[Recorded data]
-.-.-

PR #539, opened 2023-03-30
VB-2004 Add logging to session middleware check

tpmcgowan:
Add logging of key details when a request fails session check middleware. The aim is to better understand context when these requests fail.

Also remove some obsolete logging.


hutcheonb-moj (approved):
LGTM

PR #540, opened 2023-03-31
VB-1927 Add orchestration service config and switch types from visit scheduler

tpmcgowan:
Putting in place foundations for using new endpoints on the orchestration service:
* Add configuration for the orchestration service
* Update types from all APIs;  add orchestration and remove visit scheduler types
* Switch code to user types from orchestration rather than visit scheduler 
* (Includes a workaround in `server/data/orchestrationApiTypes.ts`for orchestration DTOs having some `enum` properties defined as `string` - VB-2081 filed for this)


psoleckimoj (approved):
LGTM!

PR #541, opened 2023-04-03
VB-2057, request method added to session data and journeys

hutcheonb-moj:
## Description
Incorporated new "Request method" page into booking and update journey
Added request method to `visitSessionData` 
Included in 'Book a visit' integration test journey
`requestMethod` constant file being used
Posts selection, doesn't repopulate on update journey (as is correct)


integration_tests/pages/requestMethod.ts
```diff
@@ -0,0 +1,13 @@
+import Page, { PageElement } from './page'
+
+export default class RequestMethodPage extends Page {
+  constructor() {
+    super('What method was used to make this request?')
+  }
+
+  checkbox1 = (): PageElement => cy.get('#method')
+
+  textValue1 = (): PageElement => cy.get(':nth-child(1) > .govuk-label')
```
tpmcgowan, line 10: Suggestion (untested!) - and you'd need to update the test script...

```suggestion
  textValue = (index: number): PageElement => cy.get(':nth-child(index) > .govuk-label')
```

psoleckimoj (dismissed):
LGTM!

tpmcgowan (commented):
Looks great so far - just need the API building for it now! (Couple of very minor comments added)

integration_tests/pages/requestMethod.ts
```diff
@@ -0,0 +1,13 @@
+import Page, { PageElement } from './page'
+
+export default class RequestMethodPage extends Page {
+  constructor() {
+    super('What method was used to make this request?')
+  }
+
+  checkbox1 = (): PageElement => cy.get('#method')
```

-.-.-

### Exercise objective
Copy out the lines above with "scheduler" in them.

### Task output
VB-1927 Add orchestration service config and switch types from visit scheduler
* Update types from all APIs;  add orchestration and remove visit scheduler types
* Switch code to user types from orchestration rather than visit scheduler 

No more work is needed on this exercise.